I don't think we will ever know and I personally don't think the risk would be worth it because of the inability to be proven or disproven.
I can ramble on more, but basically you lose yourself.[/QUOTE]
[media][/media]
"You" - as in your consciousness - are a bunch of electrical charges in specific places in a brain unique to you. If you copied everything, then the "clone" you made would be indistinguishable from you, in all ways. You memory, your behavior, your physiology, everything.
[QUOTE=theleader123;17111980]The only thing that might be even practical to teleport would be pure elements with no particularly complex structures.[/QUOTE]
And later, molecules. But a complete lifeform?
If you'd want to shortly store that persons date it would take all storage on the world multiplied by 20 million
so 20 million terrabyte times 20 million
now try to get a bandwidth that can get that sent fast enough
[QUOTE=omnomasaur;17113468]Forget deconstructing and reconstructing a person. Just use a wormhole.[/QUOTE]
Or make a bunch of spaghetti relays, or places where you get spaghettified and transmitted to the other relay. The problem is how to keep people from dying while they're being compressed into a stream of particles.
[quote=Wikipedia]In astrophysics, spaghettification is the stretching of objects into long thin shapes (rather like spaghetti) in a very strong gravitational field, and is caused by extreme tidal forces. In the most extreme cases, near black holes, the stretching is so powerful that no object can withstand it, no matter how strong its components are.[/quote]
[QUOTE=Reborn9;17122825]Or make a bunch of spaghetti relays, or places where you get spaghettified and transmitted to the other relay. The problem is how to keep people from dying while they're being compressed into a stream of particles.[/QUOTE]
I don't really understand this concept, you should never get to the point where you are slowly spaghettified. Doesn't gravity slowly decrease in force as you get farther from the object?
What do you mean by "practical" Quantum Computers? To the point they are in some companies, like supercomputers are now, or to the point of everyone having one in their home the size of a normal x86 computer? Please explain...
Why not just use the Star Trek method? compressing molecules into a packeted subspace beam?
and aiming the beam to your destination.
[QUOTE=implaying8;17180620]What do you mean by "practical" Quantum Computers? To the point they are in some companies, like supercomputers are now, or to the point of everyone having one in their home the size of a normal x86 computer? Please explain...[/QUOTE]

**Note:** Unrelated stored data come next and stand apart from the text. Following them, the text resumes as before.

PR #2288, opened 2021-03-09
qrank of jobs can be same for high submit rates

agrawalravi90:
#### Describe Bug or Feature

queue_rank's precision is milliseconds, which means that jobs submitted within the same millisecond can have the same queue_rank, which would mean that scheduler won't be able to sort them properly, especially for multi-server where scheduler gets jobs from servers as: (all jobs from server 1) -> (all jobs from server 2) .. and so on

#### Describe Your Change

Changed the precision of queue_rank to microseconds

```
Thread 2 "pbs_sched" hit Breakpoint 1, query_job (job=<optimized out>, sinfo=0x2122d70, err=0x14a740000b60) at ../../../src/scheduler/job_info.cpp:1223
1223				count = strtol(attrp->value, &endp, 10);
(gdb) p attrp->value
$1 = 0x21235e0 "1615311926959806"
(gdb) n
1224				if (*endp == '\0')
(gdb) p count
$2 = 1615311926959806
(gdb) c
Continuing.
```


src/server/array_func.c
```diff
@@ -682,7 +682,7 @@ create_subjob(job *parent, char *newjid, int *rc)
 	svrattrl  *psatl;
 	job 	  *subj;
 	long	   eligibletime;
-	long	    time_msec;
+	long	    time_usec;
```
arungrover, line 685: I know I wrote time_msec but I think it was a mistake not making it an unsigned long. If you want, you can do that. Not that it matters because we will be all gone before it fills up :)

arungrover (approved):
LGTM!

vstumpf:
How big is a `long`? It needs to be 64 bits. 

At some point we should replace `long` with `int64_t`, but that's for another time.

bhroam:
Actually the ANSI standard defines a long as at least as large as an int.  It just happens that all logs these days are 64bits.

vstumpf:
> 
> 
> > How big is a `long`? It needs to be 64 bits.
> > At some point we should replace `long` with `int64_t`, but that's for another time.
> 
> It is 8 bytes.

I only ask because we do have both `long` and `long long` available to us in attr_val
```
union attr_val {	      /* the attribute value	*/
	long		      at_long;	/* long integer */
	Long		      at_ll;	/* largest long integer */
	...
}
```

agrawalravi90:
@vstumpf thanks, i didn't know that we have a long long type, ive changed qrank's type to long long, also added job level getters and setters for long long, please review the latest commit @bhroam and @arungrover

bhroam:
I don't think I agree with using a long long for qrank.  From what I understand about a long long, is the compiler knits two registers together to create a long long.  This adds extra work.  I can't imagine that qrank will ever exceed a long.  A long is 19 characters long and an unsigned long is 20.  Currently a time + usec is 16 characters long.  This means we have 3-4 orders of magnitude before we need to worry.

bhroam:
So the standard says a long is at least as wide as an int, and a long long is at least as wide as a long.  By this logic, a long long could be as long as an int.  In practice, an int is 32bits.  A long is 64 bits.  A long long is 128 bits.  Like Vincent said, we should probably be using the uint64 type so we can guarinty it to be 64 bits.  Of course that'd need to completely revamp the at_val union, so that should be done at a different time.

We ran into issues with a 32bit int using when we switched to miliseconds.  When we switched that to a long, it fixed the problem on all of our platforms.  I think we can safely say that all the platforms we build on have a 64bit long.

arungrover:
I didn't know long long could be 128 bits in size, if it is, it will cause problems with how we store ji_qrank as bigint in db.
I thought size of long was 4 bytes only on windows compilers, all other compilers have long as 8 byte long. Since we don't support server/scheduler on a windows config anyways, In my opinion, an unsigned long was just fine.

agrawalravi90:
@bhroam can you please provide reference to documentation that says that long long is 128 bits? Everywhere I saw, it seems to be listed as 8 bytes (or 64 bits), for both 32 and 64 bit architectures, which is why i think it's the right choice. long is 32 bits on 32 bit architectures, 64 bits on 64, so I think we should use long long to be on the safer side. Of course if it can be 128 bits, or 16 bytes, then it doesn't make sense to use it.

src/lib/Libattr/attr_fn_l.c
```diff
@@ -277,6 +277,44 @@ set_attr_l(attribute *pattr, long value, enum batch_op op)
...
+ * @param[in]	op		-	operation to do
+ *
+ * @return	void
+ *
+ * @par MT-Safe: No
+ * @par Side Effects: None
+ *
+ */
+void
+set_attr_ll(attribute *pattr, Long value, enum batch_op op)
```
nithinj, line 294: shouldn't this function be inside attr_fn_ll.c ?

subhasisb:
> Actually the ANSI standard defines a long as at least as large as an int. It just happens that all logs these days are 64bits.

Right. A 32 bit architecture, defined as ILP32 means Int, long, pointers are all 32 bits (4 bytes), whereas the 64 bit architecture is usually defined as LP64 (notice there is no i in that) - which means Long and pointer are 64 bits, whereas int remains 32 bits.

subhasisb:
> > > How big is a `long`? It needs to be 64 bits.
> > > At some point we should replace `long` with `int64_t`, but that's for another time.
> > 
> > 
> > It is 8 bytes.
> 
> I only ask because we do have both `long` and `long long` available to us in attr_val
> 
> ```
> union attr_val {	      /* the attribute value	*/
> 	long		      at_long;	/* long integer */
> 	Long		      at_ll;	/* largest long integer */
> 	...
> }
> ```

Well, that attr_val union has other members like struct pbsnode, and struct array_strings so it is probably going to much larger than even long long in size. Some day, we should refactor that code to not take that much space for a attribute value which is only an int or even char (but sadly, today it does)

arungrover:
You are right @subhasisb. I think only problem here is LLP64 systems that have long as big as an int (4bytes). Google search says that other than windows there isn't any that follow this convention.

subhasisb:
> I didn't know long long could be 128 bits in size, if it is, it will cause problems with how we store ji_qrank as bigint in db.
> I thought size of long was 4 bytes only on windows compilers, all other compilers have long as 8 byte long. Since we don't support server/scheduler on a windows config anyways, In my opinion, an unsigned long was just fine.

long long is 64 bits only (not 128 bits) - long long and "just" long differs only in the case of ILP32 architecture (32 bit machines) where "just" long is still 32 bits but long long is 64 bits. On a 64 bit machine, both long long and just long are the same.

src/lib/Libattr/attr_fn_l.c
subhasisb: yeah, this should be in the attr_fn_ll.c file

subhasisb (changes requested):
Another similar change sought:

I noticed that for some reason even though pointers and longs are now 64 bit, we've kept the at_float member of the union to store attribute/resource values as a C 'float', and when we encode (and e.g. send to the scheduler) we chop off anything after the first four digits (which creates trouble when people use these to express fractions).

Now that 64-bit machines are ubiquitous, isn't it time for us to store that in a double, and to set FLOA_NUM_DIGITS to 12 or 14 rather than 4?

... as far as I can see all that is needed is a one word header change and another for FLOAT_NUM_DIGITS. The decode is already using strtod, but we just throw away some of the bits.

bhroam:
I'm sorry for stirring the pot.  I must have been living in the past when on a 32bit architecture, the compiler had to stitch two registers together to make a 64bit number.  This does not happen today.  I'm fine with long long.  qrank has to be a 64bit number.  Back when we were using miliseconds, we overflowed every 48 days when we were accidently using an int.  Now that we're using microseconds, it'll be even worse.

arungrover:
I am ok using long long.

arungrover:
I am ok using long long.

agrawalravi90:
@bhroam  and @arungrover thanks! I've addressed Nithin's comment about moving a function, please provide further feedback.

bhroam (commented):
Why Long instead of long long?  You won't have to include a header file if you use long long.

agrawalravi90:
>Another similar change sought:

I noticed that for some reason even though pointers and longs are now 64 bit, we've kept the at_float member of the union to store attribute/resource values as a C 'float', and when we encode (and e.g. send to the scheduler) we chop off anything after the first four digits (which creates trouble when people use these to express fractions).

Now that 64-bit machines are ubiquitous, isn't it time for us to store that in a double, and to set FLOA_NUM_DIGITS to 12 or 14 rather than 4?

... as far as I can see all that is needed is a one word header change and another for FLOAT_NUM_DIGITS. The decode is already using strtod, but we just throw away some of the bits.

Ok, I've increased the precision of floats to 12, please review the latest commit

agrawalravi90:
> Why Long instead of long long? You won't have to include a header file if you use long long.

I followed the existing code. 'Long' is something we've created, I think to work on all platforms. Do you still think I should change it to long long?

bhroam:
@agrawalravi90 long long is part of the c99 standard which we now use.  I suspect Long was created before we were able to use the c99 standard.

agrawalravi90:
> So this macro has nothing to do with what we store. It has to do with what we print into our logs. In order to change this, you need to test if the FLOAT_DIGITS() macro will work properly with 12. When I originally wrote the macro, I found the longer you got, the more crap the double would have in it, and the macro would start printing inaccuracies that were not really there. This is mostly used by the scheduler which already uses a double. So don't just make this change without some testing of what it'll do. Plus do we really want 12 digits printed for all of our doubles? 4 probably is enough.

Thanks for pointing this out, I didn't realize that increasing it to 12 can add this complication. @subhasisb I think this change would be better done separately from the qrank change as it needs a dedicated discussion and vetting, and really has nothing much to do with qrank. So, I'll revert this for now.

agrawalravi90:
@bhroam thanks, I've addressed your comment, please provide further feedback.

@arungrover can you please review the latest changes as well?

vstumpf (approved):
Thanks for making the changes Ravi, I like the use of `long long`.

arungrover (approved):
LGTM!

agrawalravi90:
@arungrover  @vstumpf thanks for the sign-off guys.

@subhasisb please let me know if you have more feedback.

bhroam (approved):
LGTM

subhasisb (approved):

I would say when they are actually used for practical stuff and not just doing stuff in a lab doing things a normal computer can do too.
I don't think what you said is teleportation, its just super fast travel through interw3bs. Teleportation is going from point A to point C, without touching point B.

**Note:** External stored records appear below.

PR #2291, opened 2021-03-09
Refactor queue_info, config, and status into C++

bhroam:
#### Describe Bug or Feature
Due to some forthcoming multiserver changes, the queue_info structure needed to be refactored into C++.  That led to the config/status also being refactored.

#### Describe Your Change
The queue_info structure (now class), has a constructor, destructor, and copy constructor now.
The config structure no longer has any memory directly allocated for it.  All of it's pointer arrays have been converted to vectors.  The status structure was similarly modified.

Description: Rerun All Tests From #6387
Profile: regression
|--|--|--|--|--|--|--|
|6395|3990|2|0|0|0|3988|

I reran the 2 failed tests and they passed.


src/scheduler/parse.cpp
```diff
@@ -344,415 +385,278 @@ parse_config(const char *fname)
...
+					free_string_array(strarr);
+
+					if (need_host)
+						tmpconf.res_to_check.emplace_back("host");
+					if (need_vnode)
+						tmpconf.res_to_check.emplace_back("vnode");
+				} else if (!strcmp(config_name, PARSE_DEDICATED_PREFIX))
+					tmpconf.ded_prefix = config_value;
+				else if (!strcmp(config_name, PARSE_PRIMETIME_PREFIX))
+						tmpconf.pt_prefix = config_value;
```
vstumpf, line 434: extra indentation here

src/scheduler/parse.cpp
```diff
@@ -1093,43 +861,6 @@ preempt_cmp(const void *p1, const void *p2)
...
-		for (i = 0; i < MAX_SORTS; i++) {
-			if (so_info[i].res_name != NULL)
-				free(so_info[i].res_name);
-		}
-		free(so_info);
-	}
-}
+peer_queue::peer_queue(const char *lqueue, const char *rqueue, const char *rserver): local_queue(lqueue), remote_queue(rqueue), remote_server(rserver) {}
+timegap::timegap(time_t from, time_t to): from(from), to(to) {}
+dyn_res::dyn_res(const char *res, const char *cmdline, const char *fname): res(res), command_line(cmdline), script_name(fname) {}
```
vstumpf, line 866: if you're not going to define them in the header file, i would put `{` and `}` on their own lines.

vstumpf (changes requested):
quick comments

src/scheduler/job_info.cpp
```diff
@@ -2473,42 +2475,28 @@ resresv_set_which_selspec(resource_resv *resresv)
...
  * @retval NULL on error
  */
-resdef **
-create_resresv_sets_resdef(status *policy, server_info *sinfo) {
-	resdef **defs;
-	int def_ct;
-	int limres_ct = 0;
-	int i;
+std::vector<resdef *>
+create_resresv_sets_resdef(status *policy) {
```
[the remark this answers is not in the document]
bhroam: This isn't the only function we pass a status *policy into.  If I change it here, I'll have to change it everywhere.  Also, sinfo->policy is a pointer, so I'd have to pass *sinfo->policy into the function.  Might as well leave it as a pointer.

src/scheduler/data_types.h
```diff
@@ -325,35 +328,32 @@ struct status
...
+	std::vector<resdef *> resdef_to_check_rassn;		/* resdef_to_check intersects res_rassn */
+	std::vector<resdef *> resdef_to_check_rassn_select;	/* resdef_to_check intersects res_rassn and host level resource */
+	std::vector<resdef *> resdef_to_check_noncons;	/* non-consumable resources to match */
+	std::vector<resdef *> equiv_class_resdef;		/* resources to consider for job equiv classes */
 
 
 	time_t prime_status_end;		/* the end of prime or nonprime */
 
-	resdef **rel_on_susp;	    /* resources to release on suspend */
+	std::vector<resdef *> rel_on_susp;	    /* resources to release on suspend */
```
agrawalravi90, line 349: this as well

src/scheduler/data_types.h
```diff
@@ -1126,54 +1133,50 @@ struct config
...
 	bool prime_exempt_anytime_queues:1; /* backfill affects anytime queues */
-	bool assign_ssinodes:1;	/* assign the ssinodes resource */
 	bool preempt_starving:1;	/* once jobs become starving, it can preempt */
 	bool preempt_fairshare:1; /* normal jobs can preempt over usage jobs */
 	bool dont_preempt_starving:1; /* don't preempt staving jobs */
 	bool enforce_no_shares:1;	/* jobs with 0 shares don't run */
 	bool node_sort_unused:1;	/* node sorting by unused/assigned is used */
-	bool resv_conf_ignore:1;  /* if we want to ignore dedicated time when confirming reservations.  Move to enum if ever expanded */
-	bool allow_aoe_calendar:1;        /* allow jobs requesting aoe in calendar*/
+	bool resv_conf_ignore:1;	/* if we want to ignore dedicated time when confirming reservations.  Move to enum if ever expanded */
```
agrawalravi90, line 1141: do we need to the ":1" with bool?

agrawalravi90 (changes requested):
didn't intend to review the whole PR, just reviewed some data structure stuff

src/scheduler/data_types.h
bhroam: Yes, otherwise the size is undefined (likely 1 byte per bool)

arungrover (changes requested):
Minor comments

src/scheduler/check.cpp
```diff
@@ -1143,128 +1263,89 @@ check_avail_resources(schd_resource *reslist, resource_req *reqlist,
...
-					}
-				}
-			}
-			if(fail && (flags & RETURN_ALL_ERR)) {
-				fail = 0;
-				any_fail = 1;
+	return num_chunk;
+}
+
+// overloaded check_avail_resources() that checks all resources
```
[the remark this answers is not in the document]
bhroam: The arguments to both functions are the same (except the missing one).  I figured it would be redundant.  I can write one if you want.

src/scheduler/check.cpp
```diff
@@ -1076,6 +1075,146 @@ is_ok_to_run(status *policy, server_info *sinfo,
...
+ * @param[in] fail_code - fail code to use in schd_error if resources don't match
+ * @param[out] err - if resources don't match, reason not matched
+ * @return int
+ * @retval number of chunks matched if matched and consumable
+ * @retval SCHD_INFINITY if matched and non-consumable
+ * @retval 0 of resources failed to match
+ */
+
+int
+do_compare(schd_resource *res, resource_req *resreq, unsigned int flags, enum sched_error_code fail_code, schd_error *err)
```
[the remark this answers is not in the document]
bhroam: This compares a schd_resource to a resource_req.  Having one name without the other wouldn't work.  I can try and come up with a better name.

src/scheduler/buckets.cpp
```diff
@@ -784,7 +785,8 @@ chunk_to_nspec(status *policy, chunk *chk, node_info *node, char *aoename)
 		}
 	}
 	for (cur_req = chk->req; cur_req != NULL; cur_req = cur_req->next) {
-		if (resdef_exists_in_array(policy->resdef_to_check, cur_req->def) && cur_req->def->type.is_consumable) {
+		const auto& rdc = policy->resdef_to_check;
+		if (std::find(rdc.begin(), rdc.end(), cur_req->def) != rdc.end() && cur_req->def->type.is_consumable) {
```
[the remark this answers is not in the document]
bhroam: I'm not sure I understand.  When we get to this function, we've already matched the bucket to the job.  We know the bucket matches.  This function creates the nspec.  nspec's only contain consumable resources and aoe.  This line says, if the resource is in the resources line and it is consumable, add it to the nspec.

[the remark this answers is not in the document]
arungrover: My comment was to do find() only when we know the resource is consumable.

src/scheduler/check.cpp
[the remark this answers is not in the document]
agrawalravi90: I think it would be helpful, otherwise the doxygen documentation will not report overloaded functions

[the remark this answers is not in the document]
arungrover: Really? I thought doxygen will report the function but it wouldn't display anything else because there is no header.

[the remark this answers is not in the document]
agrawalravi90: hmm, ya you are probably right, so it will report the function name, but not describe the arguments .. anyways, I'm not particular about this, I'll leave it to you to decide.

src/scheduler/buckets.cpp
```diff
@@ -37,6 +37,7 @@
  * subject to Altair's trademark licensing policies.
  */
 
+#include <algorithm>
```
agrawalravi90, line 40: just curious, what exactly is this needed for?

src/scheduler/check.h
```diff
@@ -41,6 +41,8 @@
 #ifndef	_CHECK_H
 #define	_CHECK_H
 
+#include <vector>
```
agrawalravi90, line 44: is this still needed?

agrawalravi90: don't you need to include unordered_set instead?

src/scheduler/data_types.h
```diff
@@ -1126,54 +1133,50 @@ struct config
...
 	enum smp_cluster_dist non_prime_smp_dist;/* how do dist jobs during nonprime*/
 	time_t prime_spill;			/* the amount of time a job can
 						 * spill into primetime
 						 */
 	time_t nonprime_spill;			/* vice versa for prime_spill */
-	fairshare_head *fairshare;		/* fairshare tree */
 	time_t decay_time;			/*  time in seconds for the decay period*/
-	struct t prime[HIGH_DAY][2];	/* prime time start and prime time end*/
-	int holidays[MAX_HOLIDAY_SIZE];		/* holidays in Julian date */
+	struct t prime[HIGH_DAY][2];		/* prime time start and prime time end*/
```
agrawalravi90, line 1158: for future, i think we should start using std::array for static arrays, it provides similar advantages as std::string vs char array, and comes with a useful set of built-in functions.

src/scheduler/dedtime.cpp
```diff
@@ -88,16 +92,16 @@ parse_ded_file(const char *filename)
...
 		sprintf(log_buffer, "Error opening file %s", filename);
 		log_err(errno, "parse_ded_file", log_buffer);
 		return 1;
 	}
 
-	i = 0;
-	memset(conf.ded_time, 0, MAX_DEDTIME_SIZE * sizeof(struct timegap));
+	// We are rereading the dedtime file.  The current dedtime might not exist any more.
+	cstat.is_ded_time = false;
+
```
agrawalravi90, line 104: should we clear the vector ded_time here?

agrawalravi90 (changes requested):
minor comments/questions .. btw, the code looks so much better!

src/scheduler/buckets.cpp
bhroam: Oh, it's for std::find().  I should remove it from a number of files.

src/scheduler/check.cpp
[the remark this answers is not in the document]
bhroam: I'll add a @brief to the overload and point it to look at the main function for the arguments.

bhroam:
Latest TH3 results:
Description: Rerun All Tests From #6462
Profile: regression
|--|--|--|--|--|--|--|
|6467|3990|0|0|0|0|3990|

agrawalravi90 (approved):
LGTM

src/scheduler/buckets.cpp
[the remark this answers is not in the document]
bhroam: Even with a constant time find of the unordered_set, I think your comment is still valid.  Checking !bit is still going to be faster than doing a constant time hash into the set.

bhroam:
@arungrover @vstumpf I fixed your comments.  Gentle reminder to rereview.

arungrover (approved):

vstumpf (approved):
LGTM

Just steal the ARK idea from doom that would make teleporting easy unless in the beta stage and you lose your ass
[QUOTE=aVoN;17118358]And later, molecules. But a complete lifeform?[/QUOTE]
Can you imagine? The complexity of a single protein molecule is incredible in itself, to teleport a single cell with billions of them in would be unspeakably amazing, but a body has over 50 trillion cells. That's 5x10^23 protein molecules alone to transport (which at hundreds of amino acids long are hardly small.)
Get some of this:
[media]http://www.youtube.com/watch?v=wrVqD67zils[/media]
I'm not sure but It might be that your personality is developed by your thoughts. So your personality is a bunch of neural pathways that make you... you... :v:
[QUOTE=JohnnyMo1;17026708]
Teleportation will never happen because no one wants to die.[/QUOTE]
Sir, have you never read Death Note?
All we gotta do is use it on somebody who's been sentenced to death. Best of all would be if we could teleport them [i]into[/i], say, an electric chair.
From what I understand, we can't use "spooky action at a distance" to transmit data instantaneously because we can't control how the waveform collapses.
Is this true, then? No way round it? That makes me sad.